Problem to solve —
From the entries below, return exactly the lines beginning at the one that contains "PR #103, opened 2022-05-04" and ending at the one that contains "I tried a lot of stuff but nothing worked.", both of them included, and only those lines.

BEGIN Data extract

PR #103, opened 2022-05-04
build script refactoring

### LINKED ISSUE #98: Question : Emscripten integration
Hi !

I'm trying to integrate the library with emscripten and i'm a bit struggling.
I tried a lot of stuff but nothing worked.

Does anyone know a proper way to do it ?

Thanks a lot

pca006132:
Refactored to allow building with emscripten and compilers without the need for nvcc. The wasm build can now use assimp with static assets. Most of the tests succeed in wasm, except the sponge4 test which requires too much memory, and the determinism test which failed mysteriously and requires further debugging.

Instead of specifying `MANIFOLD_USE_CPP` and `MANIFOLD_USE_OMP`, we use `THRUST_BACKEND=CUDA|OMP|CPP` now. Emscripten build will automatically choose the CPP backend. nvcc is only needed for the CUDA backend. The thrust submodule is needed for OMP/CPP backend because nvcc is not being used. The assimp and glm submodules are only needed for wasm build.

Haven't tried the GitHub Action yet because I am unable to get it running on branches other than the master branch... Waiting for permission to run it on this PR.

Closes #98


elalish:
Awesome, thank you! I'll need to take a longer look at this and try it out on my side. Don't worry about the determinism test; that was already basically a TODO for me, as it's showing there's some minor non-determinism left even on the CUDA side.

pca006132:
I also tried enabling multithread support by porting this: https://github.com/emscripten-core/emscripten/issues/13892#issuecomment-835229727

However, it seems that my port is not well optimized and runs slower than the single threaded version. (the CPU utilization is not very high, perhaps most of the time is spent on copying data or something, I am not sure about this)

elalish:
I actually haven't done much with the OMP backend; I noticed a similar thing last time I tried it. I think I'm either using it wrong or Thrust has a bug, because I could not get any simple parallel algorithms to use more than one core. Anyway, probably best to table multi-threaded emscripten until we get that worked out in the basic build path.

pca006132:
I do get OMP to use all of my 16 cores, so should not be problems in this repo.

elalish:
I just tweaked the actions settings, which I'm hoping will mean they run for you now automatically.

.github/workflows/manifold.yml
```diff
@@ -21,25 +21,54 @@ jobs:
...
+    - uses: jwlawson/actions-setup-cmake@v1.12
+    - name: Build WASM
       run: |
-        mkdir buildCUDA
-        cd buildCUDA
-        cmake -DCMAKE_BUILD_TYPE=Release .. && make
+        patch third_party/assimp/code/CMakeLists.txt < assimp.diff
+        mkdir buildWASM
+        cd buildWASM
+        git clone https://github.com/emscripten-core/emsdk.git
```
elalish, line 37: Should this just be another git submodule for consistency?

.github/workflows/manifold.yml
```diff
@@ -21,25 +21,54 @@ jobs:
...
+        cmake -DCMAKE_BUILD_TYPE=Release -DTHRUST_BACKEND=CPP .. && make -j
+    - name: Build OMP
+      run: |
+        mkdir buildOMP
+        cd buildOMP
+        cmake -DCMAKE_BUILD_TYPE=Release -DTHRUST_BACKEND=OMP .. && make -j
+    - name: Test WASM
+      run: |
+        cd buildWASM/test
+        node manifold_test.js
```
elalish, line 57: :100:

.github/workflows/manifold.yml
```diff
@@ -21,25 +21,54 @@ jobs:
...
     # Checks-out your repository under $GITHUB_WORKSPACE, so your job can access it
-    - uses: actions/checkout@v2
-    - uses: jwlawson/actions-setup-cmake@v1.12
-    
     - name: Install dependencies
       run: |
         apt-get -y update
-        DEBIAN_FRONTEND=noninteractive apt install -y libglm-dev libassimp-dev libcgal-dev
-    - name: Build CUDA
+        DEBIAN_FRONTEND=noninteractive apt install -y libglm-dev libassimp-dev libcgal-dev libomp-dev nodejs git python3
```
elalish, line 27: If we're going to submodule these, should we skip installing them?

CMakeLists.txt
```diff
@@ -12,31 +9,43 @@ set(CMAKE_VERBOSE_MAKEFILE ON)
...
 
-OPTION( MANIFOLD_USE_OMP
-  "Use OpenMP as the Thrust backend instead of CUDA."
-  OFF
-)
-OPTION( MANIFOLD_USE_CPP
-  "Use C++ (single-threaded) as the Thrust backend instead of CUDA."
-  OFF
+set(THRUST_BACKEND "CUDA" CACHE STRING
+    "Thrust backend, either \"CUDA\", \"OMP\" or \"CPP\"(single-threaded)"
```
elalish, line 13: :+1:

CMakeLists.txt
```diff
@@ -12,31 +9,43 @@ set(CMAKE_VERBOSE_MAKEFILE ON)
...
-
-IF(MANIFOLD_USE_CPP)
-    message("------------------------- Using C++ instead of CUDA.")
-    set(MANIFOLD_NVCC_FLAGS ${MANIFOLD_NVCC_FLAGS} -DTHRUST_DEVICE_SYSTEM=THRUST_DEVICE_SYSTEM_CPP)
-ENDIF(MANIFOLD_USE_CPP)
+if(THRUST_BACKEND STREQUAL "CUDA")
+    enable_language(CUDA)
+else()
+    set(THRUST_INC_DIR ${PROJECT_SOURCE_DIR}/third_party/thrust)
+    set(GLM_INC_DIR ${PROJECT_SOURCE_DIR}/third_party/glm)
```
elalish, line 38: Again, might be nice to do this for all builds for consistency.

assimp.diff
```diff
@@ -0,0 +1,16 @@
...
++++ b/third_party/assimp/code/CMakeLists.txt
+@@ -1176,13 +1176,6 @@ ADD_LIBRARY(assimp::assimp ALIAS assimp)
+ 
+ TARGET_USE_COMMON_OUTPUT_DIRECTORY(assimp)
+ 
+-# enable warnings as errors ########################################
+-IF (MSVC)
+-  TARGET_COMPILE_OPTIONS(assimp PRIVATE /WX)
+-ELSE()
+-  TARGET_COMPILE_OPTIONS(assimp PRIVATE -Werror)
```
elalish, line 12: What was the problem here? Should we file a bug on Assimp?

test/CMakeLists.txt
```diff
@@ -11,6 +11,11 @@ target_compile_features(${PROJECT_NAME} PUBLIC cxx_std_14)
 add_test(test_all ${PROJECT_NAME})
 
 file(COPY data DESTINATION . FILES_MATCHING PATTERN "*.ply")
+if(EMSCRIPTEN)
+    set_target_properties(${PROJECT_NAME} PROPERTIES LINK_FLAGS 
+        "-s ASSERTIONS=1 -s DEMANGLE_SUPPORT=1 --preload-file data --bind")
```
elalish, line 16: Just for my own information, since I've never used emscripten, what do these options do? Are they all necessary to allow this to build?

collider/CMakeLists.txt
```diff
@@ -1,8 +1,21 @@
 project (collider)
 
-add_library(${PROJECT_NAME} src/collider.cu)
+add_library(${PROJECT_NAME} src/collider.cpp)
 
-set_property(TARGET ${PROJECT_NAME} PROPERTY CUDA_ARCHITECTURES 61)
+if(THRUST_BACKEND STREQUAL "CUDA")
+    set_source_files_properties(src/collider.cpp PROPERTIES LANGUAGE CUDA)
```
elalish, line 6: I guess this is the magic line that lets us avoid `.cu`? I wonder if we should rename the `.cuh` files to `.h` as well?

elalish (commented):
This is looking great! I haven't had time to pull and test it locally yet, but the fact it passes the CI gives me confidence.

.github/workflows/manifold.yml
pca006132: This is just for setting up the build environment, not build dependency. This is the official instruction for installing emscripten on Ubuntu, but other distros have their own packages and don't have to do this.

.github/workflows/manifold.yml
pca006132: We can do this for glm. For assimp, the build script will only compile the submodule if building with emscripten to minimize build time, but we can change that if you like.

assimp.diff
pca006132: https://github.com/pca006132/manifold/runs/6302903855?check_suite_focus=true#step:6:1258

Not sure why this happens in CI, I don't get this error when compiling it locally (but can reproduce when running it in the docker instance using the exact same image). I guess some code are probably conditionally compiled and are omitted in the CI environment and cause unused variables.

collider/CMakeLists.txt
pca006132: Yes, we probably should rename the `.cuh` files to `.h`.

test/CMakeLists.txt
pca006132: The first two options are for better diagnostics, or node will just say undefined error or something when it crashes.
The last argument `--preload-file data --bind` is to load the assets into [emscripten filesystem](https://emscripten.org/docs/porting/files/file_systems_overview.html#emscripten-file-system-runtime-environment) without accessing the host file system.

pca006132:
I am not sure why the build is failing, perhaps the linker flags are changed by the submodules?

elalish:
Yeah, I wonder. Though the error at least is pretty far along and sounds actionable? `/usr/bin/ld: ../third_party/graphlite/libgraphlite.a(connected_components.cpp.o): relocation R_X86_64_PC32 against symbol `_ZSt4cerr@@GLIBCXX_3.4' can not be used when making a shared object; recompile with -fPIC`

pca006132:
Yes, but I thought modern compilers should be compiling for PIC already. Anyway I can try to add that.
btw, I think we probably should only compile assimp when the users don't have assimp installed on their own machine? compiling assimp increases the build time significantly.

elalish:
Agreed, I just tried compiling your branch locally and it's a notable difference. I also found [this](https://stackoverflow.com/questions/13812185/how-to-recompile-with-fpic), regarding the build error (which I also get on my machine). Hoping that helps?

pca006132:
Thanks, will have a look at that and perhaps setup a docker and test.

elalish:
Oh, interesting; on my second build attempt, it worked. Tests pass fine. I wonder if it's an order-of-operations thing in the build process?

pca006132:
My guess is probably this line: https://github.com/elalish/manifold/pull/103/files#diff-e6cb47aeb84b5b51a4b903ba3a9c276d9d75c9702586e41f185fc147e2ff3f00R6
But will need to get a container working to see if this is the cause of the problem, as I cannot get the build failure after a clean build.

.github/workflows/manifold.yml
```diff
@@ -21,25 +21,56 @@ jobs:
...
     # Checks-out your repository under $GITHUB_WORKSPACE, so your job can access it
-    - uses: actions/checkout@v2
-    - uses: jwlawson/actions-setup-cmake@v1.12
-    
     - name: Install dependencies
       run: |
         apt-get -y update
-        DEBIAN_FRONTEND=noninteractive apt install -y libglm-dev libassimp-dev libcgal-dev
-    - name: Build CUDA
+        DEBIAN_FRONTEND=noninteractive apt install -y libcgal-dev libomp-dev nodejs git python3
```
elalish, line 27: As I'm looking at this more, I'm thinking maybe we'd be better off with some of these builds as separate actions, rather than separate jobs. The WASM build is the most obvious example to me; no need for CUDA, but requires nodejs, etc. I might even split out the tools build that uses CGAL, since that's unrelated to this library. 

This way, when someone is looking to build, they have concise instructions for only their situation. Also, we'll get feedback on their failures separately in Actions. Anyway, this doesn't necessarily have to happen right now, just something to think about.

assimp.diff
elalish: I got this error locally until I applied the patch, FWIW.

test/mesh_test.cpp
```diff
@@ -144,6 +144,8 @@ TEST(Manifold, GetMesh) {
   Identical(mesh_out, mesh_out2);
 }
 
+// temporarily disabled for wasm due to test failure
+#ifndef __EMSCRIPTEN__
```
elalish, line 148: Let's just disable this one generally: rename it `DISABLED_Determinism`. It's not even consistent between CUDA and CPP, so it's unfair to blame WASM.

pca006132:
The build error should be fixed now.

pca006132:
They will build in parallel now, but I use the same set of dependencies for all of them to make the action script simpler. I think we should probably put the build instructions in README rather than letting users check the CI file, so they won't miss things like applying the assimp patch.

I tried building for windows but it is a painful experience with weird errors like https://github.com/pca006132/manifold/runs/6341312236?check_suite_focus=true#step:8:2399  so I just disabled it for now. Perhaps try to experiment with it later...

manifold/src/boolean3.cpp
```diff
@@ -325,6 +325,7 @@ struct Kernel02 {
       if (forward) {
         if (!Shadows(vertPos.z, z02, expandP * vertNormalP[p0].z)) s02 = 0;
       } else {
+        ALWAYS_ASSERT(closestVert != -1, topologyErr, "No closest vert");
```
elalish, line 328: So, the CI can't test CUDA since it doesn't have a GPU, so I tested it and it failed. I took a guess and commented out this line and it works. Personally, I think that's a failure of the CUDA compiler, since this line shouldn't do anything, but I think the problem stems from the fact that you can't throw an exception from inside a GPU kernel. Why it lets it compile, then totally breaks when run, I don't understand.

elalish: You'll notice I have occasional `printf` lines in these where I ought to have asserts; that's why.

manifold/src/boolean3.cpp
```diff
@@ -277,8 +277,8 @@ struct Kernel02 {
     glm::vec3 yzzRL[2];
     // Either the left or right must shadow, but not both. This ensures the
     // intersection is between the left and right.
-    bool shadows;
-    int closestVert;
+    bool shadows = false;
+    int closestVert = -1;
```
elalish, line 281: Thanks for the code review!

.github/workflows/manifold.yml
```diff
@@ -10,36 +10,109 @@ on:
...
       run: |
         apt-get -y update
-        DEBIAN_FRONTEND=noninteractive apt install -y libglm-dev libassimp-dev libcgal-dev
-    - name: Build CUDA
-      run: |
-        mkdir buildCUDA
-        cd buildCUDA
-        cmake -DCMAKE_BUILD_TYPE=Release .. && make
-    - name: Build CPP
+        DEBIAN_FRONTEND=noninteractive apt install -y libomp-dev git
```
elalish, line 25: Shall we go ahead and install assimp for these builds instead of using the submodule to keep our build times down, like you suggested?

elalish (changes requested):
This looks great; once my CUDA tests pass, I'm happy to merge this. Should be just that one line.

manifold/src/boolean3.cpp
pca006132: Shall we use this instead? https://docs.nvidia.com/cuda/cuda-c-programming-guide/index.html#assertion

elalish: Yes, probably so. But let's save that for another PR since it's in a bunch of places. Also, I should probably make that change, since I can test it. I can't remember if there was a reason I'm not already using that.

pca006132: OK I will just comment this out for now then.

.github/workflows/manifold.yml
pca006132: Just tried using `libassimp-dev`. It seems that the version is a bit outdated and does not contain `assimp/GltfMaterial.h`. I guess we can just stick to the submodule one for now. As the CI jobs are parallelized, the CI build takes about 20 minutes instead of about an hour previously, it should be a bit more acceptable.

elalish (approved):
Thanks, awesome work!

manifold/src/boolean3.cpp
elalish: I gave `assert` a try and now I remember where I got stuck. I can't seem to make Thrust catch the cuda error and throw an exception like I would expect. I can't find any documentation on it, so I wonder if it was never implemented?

END Data extract
BEGIN Data extract

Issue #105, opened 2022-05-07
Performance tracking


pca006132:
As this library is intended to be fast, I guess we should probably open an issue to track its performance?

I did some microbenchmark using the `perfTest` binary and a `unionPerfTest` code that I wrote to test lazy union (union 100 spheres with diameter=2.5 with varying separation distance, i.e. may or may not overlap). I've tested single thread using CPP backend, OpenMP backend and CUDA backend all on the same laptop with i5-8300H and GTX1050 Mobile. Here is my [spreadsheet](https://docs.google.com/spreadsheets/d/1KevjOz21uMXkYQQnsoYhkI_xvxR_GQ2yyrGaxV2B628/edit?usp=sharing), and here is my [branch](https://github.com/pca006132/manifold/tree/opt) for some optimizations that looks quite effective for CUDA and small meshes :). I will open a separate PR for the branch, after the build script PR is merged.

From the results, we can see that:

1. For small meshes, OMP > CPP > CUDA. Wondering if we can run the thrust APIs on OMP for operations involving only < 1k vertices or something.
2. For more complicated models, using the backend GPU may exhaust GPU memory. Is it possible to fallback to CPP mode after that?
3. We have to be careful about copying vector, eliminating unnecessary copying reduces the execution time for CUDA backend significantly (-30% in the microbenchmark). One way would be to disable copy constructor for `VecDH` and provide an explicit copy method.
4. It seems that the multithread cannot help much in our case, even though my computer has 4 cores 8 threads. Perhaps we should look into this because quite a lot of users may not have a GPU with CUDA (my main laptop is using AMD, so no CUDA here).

END Data extract

The completed task —
PR #103, opened 2022-05-04
build script refactoring

### LINKED ISSUE #98: Question : Emscripten integration
Hi !

I'm trying to integrate the library with emscripten and i'm a bit struggling.
I tried a lot of stuff but nothing worked.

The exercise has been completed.